I mostly spent this weekend hanging out with the babe. Stella was having a housewarming/momsandbabies pool party, but some guy and his two friends crashed it, so it ended up not being that cool. I probably would have no problem hanging out with these people and having a good time if I was out at the bars or something, but when my kid is around I am really not cool with weed smoking and thugged out men. So I had to cut out early.

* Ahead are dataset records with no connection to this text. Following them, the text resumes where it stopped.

PR #1421, opened 2017-09-26
JENKINS-47114# Upgrade plugin-pom and jenkins-test-harness

vivek:
Fixes running unit tests from inside IDEA.

# Description

See [JENKINS-47114](https://issues.jenkins-ci.org/browse/JENKINS-47114).

# Submitter checklist

# Reviewer checklist
- [ ] Reviewed the code

### DIFF
--- a/pom.xml
+++ b/pom.xml
@@ -5,7 +5,7 @@
   <parent>
     <groupId>org.jenkins-ci.plugins</groupId>
     <artifactId>plugin</artifactId>
-    <version>2.33</version>
+    <version>2.35</version>
   </parent>
 
   <groupId>io.jenkins.blueocean</groupId>
@@ -31,7 +31,7 @@
     <jacoco.line.coverage>0.70</jacoco.line.coverage>
     <jacoco.missedclass.coverage>0.00</jacoco.missedclass.coverage>
     <hpi.dependencyResolution>runtime</hpi.dependencyResolution>
-    <jenkins-test-harness.version>2.23</jenkins-test-harness.version>
+    <jenkins-test-harness.version>2.27</jenkins-test-harness.version>
     <scm-api.version>2.2.2</scm-api.version>
     <git.version>3.5.1</git.version>
   </properties>
@@ -143,6 +143,18 @@
   </pluginRepositories>
 
   <dependencies>
+      <!-- Needed for jenkins-test-harness -->
+      <dependency>
+          <groupId>org.eclipse.jetty</groupId>
+          <artifactId>jetty-webapp</artifactId>
+          <scope>test</scope>
+      </dependency>
+      <dependency>
+          <groupId>org.eclipse.jetty</groupId>
+          <artifactId>jetty-security</artifactId>
+          <scope>test</scope>
+      </dependency>
+
       <dependency>
           <groupId>org.mockito</groupId>
           <artifactId>mockito-core</artifactId>
@@ -556,6 +568,27 @@
             <scope>test</scope>
         </dependency>
         <dependency>
+            <groupId>org.jenkins-ci.main</groupId>
+            <artifactId>jenkins-test-harness</artifactId>
+            <version>${jenkins-test-harness.version}</version>
+            <scope>test</scope>
+            <!-- jenkins-test-harness depends on jetty 9.4.5 that doesn't play well with wiremock (uses jetty 9.2.22) -->
+            <exclusions>
+                <exclusion>
+                    <groupId>org.eclipse.jetty</groupId>
+                    <artifactId>jetty-webapp</artifactId>
+                </exclusion>
+                <exclusion>
+                    <groupId>org.eclipse.jetty</groupId>
+                    <artifactId>jetty-server</artifactId>
+                </exclusion>
+                <exclusion>
+                    <groupId>org.eclipse.jetty</groupId>
+                    <artifactId>jetty-security</artifactId>
+                </exclusion>
+            </exclusions>
+        </dependency>
+        <dependency>
             <groupId>org.jenkins-ci.plugins</groupId>
             <artifactId>structs</artifactId>
             <version>1.10</version>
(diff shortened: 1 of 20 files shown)


vivek:
Multiple test failures due to probably issue with build agent. Running it again.
 
```
getOrganizationsAndRepositories(io.jenkins.blueocean.blueocean_github_pipeline.GithubApiTest)  Time elapsed: 1.043 sec  <<< ERROR!
com.github.tomakehurst.wiremock.common.FatalStartupException: java.lang.RuntimeException: java.lang.IllegalStateException: Insufficient threads: max=10 < needed(acceptors=4 + selectors=8 + request=1)
	at com.github.tomakehurst.wiremock.WireMockServer.start(WireMockServer.java:146)
	at com.github.tomakehurst.wiremock.junit.WireMockRule$1.evaluate(WireMockRule.java:68)
	at org.jvnet.hudson.test.JenkinsRule$1.evaluate(JenkinsRule.java:533)
	at org.junit.internal.runners.statements.FailOnTimeout$CallableStatement.call(FailOnTimeout.java:298)
	at org.junit.internal.runners.statements.FailOnTimeout$CallableStatement.call(FailOnTimeout.java:292)
	at java.util.concurrent.FutureTask.run(FutureTask.java:266)
	at java.lang.Thread.run(Thread.java:748)
Caused by: java.lang.RuntimeException: java.lang.IllegalStateException: Insufficient threads: max=10 < needed(acceptors=4 + selectors=8 + request=1)
	at com.github.tomakehurst.wiremock.jetty9.JettyHttpServer.start(JettyHttpServer.java:132)
	at com.github.tomakehurst.wiremock.WireMockServer.start(WireMockServer.java:144)
	... 6 more
Caused by: java.lang.IllegalStateException: Insufficient threads: max=10 < needed(acceptors=4 + selectors=8 + request=1)
	at org.eclipse.jetty.server.Server.doStart(Server.java:414)
	at org.eclipse.jetty.util.component.AbstractLifeCycle.start(AbstractLifeCycle.java:68)
	at com.github.tomakehurst.wiremock.jetty9.JettyHttpServer.start(JettyHttpServer.java:130)
	... 7 more
```

michaelneale:
@vivek build failing due to code coverage violations - any idea why when nothing there has changed?

vivek:
@michaelneale no, code coverage is fine. Scroll up to see the error, its `Caused by: java.lang.IllegalStateException: Insufficient threads: max=10 < needed(acceptors=4 + selectors=8 + request=1)
`

The failure is legit, first I thought its build agent issue, but running locally I could reproduce as well. Looking in to it.

vivek:
@michaelneale looks like caused by https://github.com/jenkinsci/jenkins-test-harness/pull/69/files. jenkins-test-harness limits acceptor and selector to hard coded 1, wire mock uses default jetty config where it requires 4 and 8 respectively. Checking if there is way to configure jetty in wire mock.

Right now I'm doing Colin's laundry, because I getta do mine at his house and not pay to use our roach-infested laundry room, so I think it's a win-win situation!

And I cleaned my car out.

I know this post was kind of boring, but I'm feeling braindead and incapable this morning and just wanted to provide a quickie update.

15 June 2007

I am currently....

Listening to the other receptionist talk to our 60 year old male psychiatric nurse practitioner about her faulty ovaries, trying to conceive, her birth control, a history of precancerous cells on her cervix, and possible cramping.

13 June 2007

My weightloss goals

I want to be able to leap freely onto the backs of my tiny friends without breaking them. Secondarily, I want to look cute at Maile's wedding.

10 June 2007

Weekend Update

Since I spent Friday night vomiting up my internal organs, on Saturday I decided that the best possible course of action was, yes definitely, to go out with Stella, which hasn't once been a bad idea. Not even the time we were half naked in a hot tub and a Mexican dwarf called us gorditas.
Since this was one of those rare occasions that I actually had alcohol at my house, and since Angelica, Stella and I were hanging out before we actually went downtown, I was completely wasted by the time we got there, which in a way was good, because it saved me a lot of money, right?
But it didn't keep me from going to an after party hosted by some guy whose pupils were dilated to the size of dinner plates. And it didn't keep me from meeting a guy who introduced himself to me as "Watts." Like the Watts Riots? "Yeah, like that." Then I took out my grill so we could make out.

09 June 2007

All of the Reasons Why the Job Search Is Back On

  1. I have a very low tolerance for Born-Agains. I'm all for religious freedom, exploration, etc., but I'm not all for hearing about it all the time, sorry.
  2. My boss is trying to totally screw me pay-wise. He's trying to pay me as an independent contractor, making me responsible for all of my taxes etc. At $11/hour? No, thank you.
  3. The other girl who works there, who was hired two weeks after me and is not my boss thinks she's my boss, and I frankly cannot handle being bossed around by somebody who got a tattoo on her foot to honor the firefighters lost in 9/11. And is not in any way affiliated with firefighters.
  4. Because of where my desk is, I cannot use the internet while I'm at work. Everyone else is playing WoW, shopping at Old Navy, etc., but patients can see my computer. Which. Sucks. Balls.

08 June 2007

Hell in a hand basket

Yesterday, I spent at least 25% of my grueling five hour day in a "staff meeting." Believe me, the quotes are necessary. There are four people in our office. We sit around and eat for an hour. And I get paid. Is this a nice situation? Well it sure would be if I didn't work with fools.
I had to spend no less than an hour of my life listening to them talk about the specifics of how and when they had accepted Jesus into their lives. No joke. It was like I was at vacation bible school, and here I was, trying to figure out how to break it to them that no, I do not think that Jesus Christ is my personal lord and savior. In the end I just got up for a glass of water, and no, no I did not manage to turn it into wine to serve the masses. Dammit. I mean, gosh. I mean, jimminy cricket!

06 June 2007

caustic - adj. anorexic

So my brother James' English teacher sent the class home with a list of vocabulary words. Among the many and egregious errors made in the given definitions was this gem:

bigot - n., hypocrite

So my mom, sister and I read this, laugh a lot, make James actually look up the word, laugh some more, come up with some choice words for his young, inexperienced and apparently illiterate English teacher. James goes to class the next day for a public dressing down of his teacher. Her response?

"Well a bigot is usually a hypocrite."

And this woman is teaching our youth.